Snoring and sleep apnoea
Snoring is due to obstruction at either one or multiple levels of your nose and throat. You may have “simple snoring” where your oxygen levels are normal or “obstructive sleep apnoea” (OSA) where you stop breathing briefly with a decrease in your oxygen levels. OSA can lead to daytime sleepiness, waking up unrefreshed, and cardiovascular events (e.g. heart attacks, high blood pressure, and strokes).
How do I know if I have OSA?
You need to have a sleep study done, which is where specialised monitoring is used to diagnose your breathing, heart rate, oxygen levels etc as you sleep overnight in a hospital bed. This is done through a referral to the respiratory sleep physicians. In certain cases a limited sleep study can be done in your own home. Associate Professor Eng Ooi will refer you for a sleep study if required.
How do I treat snoring?
Weight loss, sleeping position, dental appliances, and CPAP are usually sufficient to manage your snoring. If these fail then surgery is an option.
Nasal – septoplasty and turbinate reduction (hyperlink to nasal page)
Throat – UPPP (uvulopalatopharyngoplasty) and/or radiofrequency tongue reduction.

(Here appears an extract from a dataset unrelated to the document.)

PR #1700, opened 2021-03-31
room session hotfix

ityonemo:


ityonemo:
resolved using the ol' noggin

A/Professor Eng Ooi has been treating patients with OSA using this surgical technique for selected patients with snoring and obstructive sleep apnoea. Successful surgery means you may not need to use CPAP or snore loudly. A/Professor Ooi is part of the Multi Centre NHMRC trial performing this surgical technique to assess its overall effectiveness in patients with moderate to severe OSA. Please ask for a referral to see A/Professor Ooi if you are interested in surgery for your sleep apnoea.
What is a UPPP?
It is a procedure under general anaesthesia to remove your tonsils, part of the uvula and the redundant tissue of the soft palate. A/Professor Eng Ooi uses a specialised technique to conserve and stitch your soft palate to produce a more natural appearance. The traditional technique of cutting the uvula off and squaring off your soft palate is believed to cause more globus (sensation of a lump) and swallowing difficulties. A/Professor Ooi uses newer techniques to minimise these problems.
What is radiofrequency tongue reduction?
It is a procedure using coblation (a controlled non-heat driven process using radiofrequency energy and plasma to gently remove tissue) and a specialised wand to “shrink” the bulky tongue, therefore creating more space for you to breathe at night. There are risks with the procedure and A/Professor Eng Ooi will discuss these with you so that you can make an informed decision about your surgery.
Access to the base of tongue can be difficult with standard surgical instruments. However the availability of a flexible robotic system using a single-port is an exciting development in being able to reach the tongue base and lingual tonsils. This is another exciting surgical option for patients with snoring and OSA. Associate Professor Eng Ooi is currently being proctored in the use of the Medrobotic flex system at Memorial Private Hospital to perform trans-oral robotic surgery (TORS) for patients with OSA and snoring.